On Sunday I started a novel by William Heinesen, the same author whose short stories I was reading earlier this year in Faroese Short Stories -- the one who wrote about the two women whose house blew away in a storm -- the author who couldn't mention a man without also mentioning his ship, and then the name of the ship, and then the king of Sweden, and then the king of Sweden's son -- the author who loved digressions -- that one.

The novel starts modestly but gradually it thickens, the characters pile up, their histories pile up, there are several different flavours of everything -- three different Christian leaders (two pastors, one prophet), multiple women dating the British soldiers who are stationed on the Faroes, several ship-owners individually worrying about their fish -- everybody arguing, sailing off, becoming pregnant, dying, falling in love -- and every time someone falls in love or dies it's a new love and a new death, not like any of the rest, and we go inside the heads of cynics and journalists and mystic fox-farmers from Iceland. Then there is the war, which is World War II, people are worried about the Communists, and there is the growing pro-Faroes movement among the islanders, who are subjects of the Danish king. The thoughts of the characters are sketched in quickly and sharply, even crudely, simply, but the simplicity has a purpose; it makes each cast member easy to identify. The subtlety of the book comes not in the fineness of their thoughts but in the variety and shading between competing points of view. And this builds and builds and the story moves along in a bubbling mass.

But I was thinking about Lisa over at ANZ Litlovers, who, in the middle of November, mentioned a Ghanaian Literature Week, held by Kinna over at Kinna Reads, and Lisa had read a Ghanaian short story for this book week, and, coincidentally, I'd been reading Money Galore by the Ghanian writer Amu Djoleto only a month before, and Money Galore was what I was thinking of, in connection with the Heinesen book, which was named The Black Cauldron.* It was the tempo of the two books that I was reflecting on, the way that Money moved in jerks, jumping up one minute, fading out the next minute, and how different it was to the constant bubble of Cauldron, how opposed they were, temperamentally speaking. Because inside each book there is a personality that has nothing to do with the characters or the narrative, and is only concerned with the thickness or thinness of the writing, the speed and start and stop of the sentences, "the particular density with which detail occurs in that writing, the span of sensory stuff in that writing," as David Malouf said once on the radio.

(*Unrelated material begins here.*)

PR #10026, opened 2026-06-25
teams: smoother surveys button resizing (fixes #10023) 

### LINKED ISSUE #10023: Fix survey action buttons size to contain all embedded text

Djoleto writes like a man who had moments of excitement when the story riveted him, moments when he knew exactly what he wanted, followed by moments when he was wandering from A to B and not sure how he was going to get there. He gropes, he repeats. His women characters will enter in a mass of detail, the exact shade of their skin tone will be noted, then their build, but this description will not play a role in their development afterwards, their actions are sketchy, their brains are halfhearted; they become a collection of vaguely sexy presences. They enter with a summary of themselves; the rest is a diminishing of their original essence. We hear passing references to the construction of a new public toilet, and then suddenly the toilet exists, ready to be opened by a politician, and the formal opening is a scene that bounces into focus -- it is a comic set piece. The book wakes up then drowses again. The author gets deeply interested in a headmaster's office, and for a few pages it looks as if this headmaster's school is going to play an important ongoing role in the book, then we go somewhere else, the school becomes background noise, the introduction was out of proportion to its importance.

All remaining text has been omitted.